Remember to terminate the task scheduler to release the allocated resources.



```

utask_terminate();

```



## API



### utask_initialize



`int utask_initialize( int max, int stack_size, int flags )`



Initialize the task scheduler for the current thread.



If `UTASK_MULTI_THREAD` is not defined before `utask.h` is included

only one thread can use tasks. Otherwise, this function can be called

for each thread to initialize its task scheduler.



This function must be called outside a task.



### utask_terminate



`int utask_terminate()`



Terminate the task scheduler for the current thread.



This function must be called outside a task.



### utask_create



`int utask_create(void (*func)(void*), void *arg)`



Create a new task and add it in the task scheduler's running queue. The return value is the task identifier (same value returned by `utask_id` function).

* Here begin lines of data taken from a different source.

PR #1107, opened 2017-01-04
Example Foo alert handler

nathanielc:
The PR provides an example of adding an new alert handler to Kapacitor.

For an explanation of what is going on in this PR see https://github.com/influxdata/kapacitor/blob/master/alert/HANDLERS.md

This PR is not meant to actually be merged.


nathanielc:
Closing as out of date. We can update this and open a new PR, for now this is not helpful as its incomplete and out of date.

This function can be called inside and outside a task.



### utask_run



`int utask_run()`



Run the task scheduler until all tasks are completed.



Tasks are selected via round-robin algorithm.



### utask_yield



`int utask_yield()`



Relinquish control and enables the task scheduler run another task.



### utask_id



`int utask_id()`



Returns the current task identifier.



### utask_count



`int utask_count()`



Returns the number of tasks in runnable state.



### utask_info



`int utask_info( utask_info_t *info )`



Returns information about the task scheduler state.



# Stack size



There is no simple and portable way to accurately check for stack overflows. Furthermore, the task stack does not grow as needed, as operating systems usually do with threads. The library attempts to perform rudimentary validations to detect possible stack overflows, but this is not sufficient to ensure execution stability (especially if the call graph is deep). Be sure to test your application to verify that the specified stack size is sufficient for various use cases.